Please retype the whole listing so that it matches the original exactly.

··· Data to process

Issue #940, opened 2020-03-28
Allow for updating constraint status via application name (instead of manifest name)


erikmunson:
similar to #836, currently [the endpoint for updating constraint status](https://github.com/spinnaker/keel/blob/master/keel-web/src/main/kotlin/com/netflix/spinnaker/keel/rest/DeliveryConfigController.kt#L98-L124) requires a specific manifest name to be supplied in order to work. On the UI side we ideally need a version of this endpoint that accepts only an application name + environment name.

Until we're able to make this call without a manifest name, we can't update the state of constraints like `manual-judgement` interactively in the UI.

Issue #816, opened 2020-02-20
Check service account permissions in relevant controller methods


luispollo:
Need to enable user's authorization for "write" permissions against the service account for the following:
- callback from interactive notification to change manual judgement constraint state (`InteractiveNotificationCallbackController`)
- change constraint states in general (`DeliveryConfigController`)
- create, update and delete delivery configs (`DeliveryConfigController`)

...any other relevant REST calls (possibly, nearly every call).

PR #942, opened 2020-03-30
chore(api): endpoint to judge constraints by application

emjburns:
Closes https://github.com/spinnaker/keel/issues/940.

The UI needs to be able to judge constraints by using the application name instead of the delivery config name. This PR adds a new endpoint that is the same as the delivery config endpoint (see linked issue). This new endpoint has auth protections as well.

I removed the old endpoint, and also updated the tests for this functionality. I moved all tests for constraints and generating the views to the `ApplicationServiceTests` class. I kept actual controller tests (like auth rejection) in the controller tests.

### DIFF
--- a/keel-test/src/main/kotlin/com/netflix/spinnaker/keel/test/CombinedRepository.kt
+++ b/keel-test/src/main/kotlin/com/netflix/spinnaker/keel/test/CombinedRepository.kt
@@ -14,15 +14,17 @@ import java.time.Clock
  * A util for generating a combined repository with in memory implementations for tests
  */
 fun combinedInMemoryRepository(
-  deliveryConfigRepository: DeliveryConfigRepository = InMemoryDeliveryConfigRepository(),
-  artifactRepository: ArtifactRepository = InMemoryArtifactRepository(),
-  resourceRepository: ResourceRepository = InMemoryResourceRepository()
+  clock: Clock = Clock.systemUTC(),
+  deliveryConfigRepository: DeliveryConfigRepository = InMemoryDeliveryConfigRepository(clock),
+  artifactRepository: ArtifactRepository = InMemoryArtifactRepository(clock),
+  resourceRepository: ResourceRepository = InMemoryResourceRepository(clock)
 ): CombinedRepository =
-  CombinedRepository(deliveryConfigRepository, artifactRepository, resourceRepository, Clock.systemUTC(), mockk(relaxed = true))
+  CombinedRepository(deliveryConfigRepository, artifactRepository, resourceRepository, clock, mockk(relaxed = true))
 
 fun combinedMockRepository(
   deliveryConfigRepository: DeliveryConfigRepository = mockk(relaxed = true),
   artifactRepository: ArtifactRepository = mockk(relaxed = true),
-  resourceRepository: ResourceRepository = mockk(relaxed = true)
+  resourceRepository: ResourceRepository = mockk(relaxed = true),
+  clock: Clock = Clock.systemUTC()
 ): CombinedRepository =
-  CombinedRepository(deliveryConfigRepository, artifactRepository, resourceRepository, Clock.systemUTC(), mockk(relaxed = true))
+  CombinedRepository(deliveryConfigRepository, artifactRepository, resourceRepository, clock, mockk(relaxed = true))
--- a/keel-web/src/main/kotlin/com/netflix/spinnaker/keel/rest/ApplicationController.kt
+++ b/keel-web/src/main/kotlin/com/netflix/spinnaker/keel/rest/ApplicationController.kt
@@ -17,15 +17,13 @@
  */
 package com.netflix.spinnaker.keel.rest
 
+import com.netflix.spinnaker.keel.constraints.ConstraintState
 import com.netflix.spinnaker.keel.constraints.UpdatedConstraintStatus
-import com.netflix.spinnaker.keel.exceptions.InvalidConstraintException
 import com.netflix.spinnaker.keel.pause.ActuationPauser
-import com.netflix.spinnaker.keel.persistence.KeelRepository
-import com.netflix.spinnaker.keel.persistence.NoDeliveryConfigForApplication
+import com.netflix.spinnaker.keel.persistence.ResourceRepository.Companion.DEFAULT_MAX_EVENTS
 import com.netflix.spinnaker.keel.services.ApplicationService
 import com.netflix.spinnaker.keel.yaml.APPLICATION_YAML_VALUE
 import com.netflix.spinnaker.kork.web.exceptions.InvalidRequestException
-import java.time.Instant
 import org.slf4j.LoggerFactory
 import org.springframework.http.MediaType.APPLICATION_JSON_VALUE
 import org.springframework.security.access.prepost.PreAuthorize
@@ -43,8 +41,7 @@ import org.springframework.web.bind.annotation.RestController
 @RequestMapping(path = ["/application"])
 class ApplicationController(
   private val actuationPauser: ActuationPauser,
-  private val applicationService: ApplicationService,
-  private val repository: KeelRepository
+  private val applicationService: ApplicationService
 ) {
   private val log by lazy { LoggerFactory.getLogger(javaClass) }
 
@@ -90,23 +87,19 @@ class ApplicationController(
     @PathVariable("environment") environment: String,
     @RequestBody status: UpdatedConstraintStatus
   ) {
-    // we assume there's one manifest per application
-    val manifest = repository.getDeliveryConfigsByApplication(application).firstOrNull()
-      ?: throw NoDeliveryConfigForApplication(application)
-    val currentState = repository.getConstraintState(
-      manifest.name,
-      environment,
-      status.artifactVersion,
-      status.type) ?: throw InvalidConstraintException(
-      "${manifest.name}/$environment/${status.type}/${status.artifactVersion}", "constraint not found")
-
-    repository.storeConstraintState(
-      currentState.copy(
-        status = status.status,
-        comment = status.comment ?: currentState.comment,
-        judgedAt = Instant.now(),
-        judgedBy = user))
+    applicationService.updateConstraintStatus(user, application, environment, status)
   }
+
+  @GetMapping(
+    path = ["/{application}/environment/{environment}/constraints"],
+    produces = [APPLICATION_JSON_VALUE, APPLICATION_YAML_VALUE]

······

• **Your solution**:
Issue #940, opened 2020-03-28
Allow for updating constraint status via application name (instead of manifest name)


erikmunson:
similar to #836, currently [the endpoint for updating constraint status](https://github.com/spinnaker/keel/blob/master/keel-web/src/main/kotlin/com/netflix/spinnaker/keel/rest/DeliveryConfigController.kt#L98-L124) requires a specific manifest name to be supplied in order to work. On the UI side we ideally need a version of this endpoint that accepts only an application name + environment name.

Until we're able to make this call without a manifest name, we can't update the state of constraints like `manual-judgement` interactively in the UI.

Issue #816, opened 2020-02-20
Check service account permissions in relevant controller methods


luispollo:
Need to enable user's authorization for "write" permissions against the service account for the following:
- callback from interactive notification to change manual judgement constraint state (`InteractiveNotificationCallbackController`)
- change constraint states in general (`DeliveryConfigController`)
- create, update and delete delivery configs (`DeliveryConfigController`)

...any other relevant REST calls (possibly, nearly every call).

PR #942, opened 2020-03-30
chore(api): endpoint to judge constraints by application

emjburns:
Closes https://github.com/spinnaker/keel/issues/940.

The UI needs to be able to judge constraints by using the application name instead of the delivery config name. This PR adds a new endpoint that is the same as the delivery config endpoint (see linked issue). This new endpoint has auth protections as well.

I removed the old endpoint, and also updated the tests for this functionality. I moved all tests for constraints and generating the views to the `ApplicationServiceTests` class. I kept actual controller tests (like auth rejection) in the controller tests.

### DIFF
--- a/keel-test/src/main/kotlin/com/netflix/spinnaker/keel/test/CombinedRepository.kt
+++ b/keel-test/src/main/kotlin/com/netflix/spinnaker/keel/test/CombinedRepository.kt
@@ -14,15 +14,17 @@ import java.time.Clock
  * A util for generating a combined repository with in memory implementations for tests
  */
 fun combinedInMemoryRepository(
-  deliveryConfigRepository: DeliveryConfigRepository = InMemoryDeliveryConfigRepository(),
-  artifactRepository: ArtifactRepository = InMemoryArtifactRepository(),
-  resourceRepository: ResourceRepository = InMemoryResourceRepository()
+  clock: Clock = Clock.systemUTC(),
+  deliveryConfigRepository: DeliveryConfigRepository = InMemoryDeliveryConfigRepository(clock),
+  artifactRepository: ArtifactRepository = InMemoryArtifactRepository(clock),
+  resourceRepository: ResourceRepository = InMemoryResourceRepository(clock)
 ): CombinedRepository =
-  CombinedRepository(deliveryConfigRepository, artifactRepository, resourceRepository, Clock.systemUTC(), mockk(relaxed = true))
+  CombinedRepository(deliveryConfigRepository, artifactRepository, resourceRepository, clock, mockk(relaxed = true))
 
 fun combinedMockRepository(
   deliveryConfigRepository: DeliveryConfigRepository = mockk(relaxed = true),
   artifactRepository: ArtifactRepository = mockk(relaxed = true),
-  resourceRepository: ResourceRepository = mockk(relaxed = true)
+  resourceRepository: ResourceRepository = mockk(relaxed = true),
+  clock: Clock = Clock.systemUTC()
 ): CombinedRepository =
-  CombinedRepository(deliveryConfigRepository, artifactRepository, resourceRepository, Clock.systemUTC(), mockk(relaxed = true))
+  CombinedRepository(deliveryConfigRepository, artifactRepository, resourceRepository, clock, mockk(relaxed = true))
--- a/keel-web/src/main/kotlin/com/netflix/spinnaker/keel/rest/ApplicationController.kt
+++ b/keel-web/src/main/kotlin/com/netflix/spinnaker/keel/rest/ApplicationController.kt
@@ -17,15 +17,13 @@
  */
 package com.netflix.spinnaker.keel.rest
 
+import com.netflix.spinnaker.keel.constraints.ConstraintState
 import com.netflix.spinnaker.keel.constraints.UpdatedConstraintStatus
-import com.netflix.spinnaker.keel.exceptions.InvalidConstraintException
 import com.netflix.spinnaker.keel.pause.ActuationPauser
-import com.netflix.spinnaker.keel.persistence.KeelRepository
-import com.netflix.spinnaker.keel.persistence.NoDeliveryConfigForApplication
+import com.netflix.spinnaker.keel.persistence.ResourceRepository.Companion.DEFAULT_MAX_EVENTS
 import com.netflix.spinnaker.keel.services.ApplicationService
 import com.netflix.spinnaker.keel.yaml.APPLICATION_YAML_VALUE
 import com.netflix.spinnaker.kork.web.exceptions.InvalidRequestException
-import java.time.Instant
 import org.slf4j.LoggerFactory
 import org.springframework.http.MediaType.APPLICATION_JSON_VALUE
 import org.springframework.security.access.prepost.PreAuthorize
@@ -43,8 +41,7 @@ import org.springframework.web.bind.annotation.RestController
 @RequestMapping(path = ["/application"])
 class ApplicationController(
   private val actuationPauser: ActuationPauser,
-  private val applicationService: ApplicationService,
-  private val repository: KeelRepository
+  private val applicationService: ApplicationService
 ) {
   private val log by lazy { LoggerFactory.getLogger(javaClass) }
 
@@ -90,23 +87,19 @@ class ApplicationController(
     @PathVariable("environment") environment: String,
     @RequestBody status: UpdatedConstraintStatus
   ) {
-    // we assume there's one manifest per application
-    val manifest = repository.getDeliveryConfigsByApplication(application).firstOrNull()
-      ?: throw NoDeliveryConfigForApplication(application)
-    val currentState = repository.getConstraintState(
-      manifest.name,
-      environment,
-      status.artifactVersion,
-      status.type) ?: throw InvalidConstraintException(
-      "${manifest.name}/$environment/${status.type}/${status.artifactVersion}", "constraint not found")
-
-    repository.storeConstraintState(
-      currentState.copy(
-        status = status.status,
-        comment = status.comment ?: currentState.comment,
-        judgedAt = Instant.now(),
-        judgedBy = user))
+    applicationService.updateConstraintStatus(user, application, environment, status)
   }
+
+  @GetMapping(
+    path = ["/{application}/environment/{environment}/constraints"],
+    produces = [APPLICATION_JSON_VALUE, APPLICATION_YAML_VALUE]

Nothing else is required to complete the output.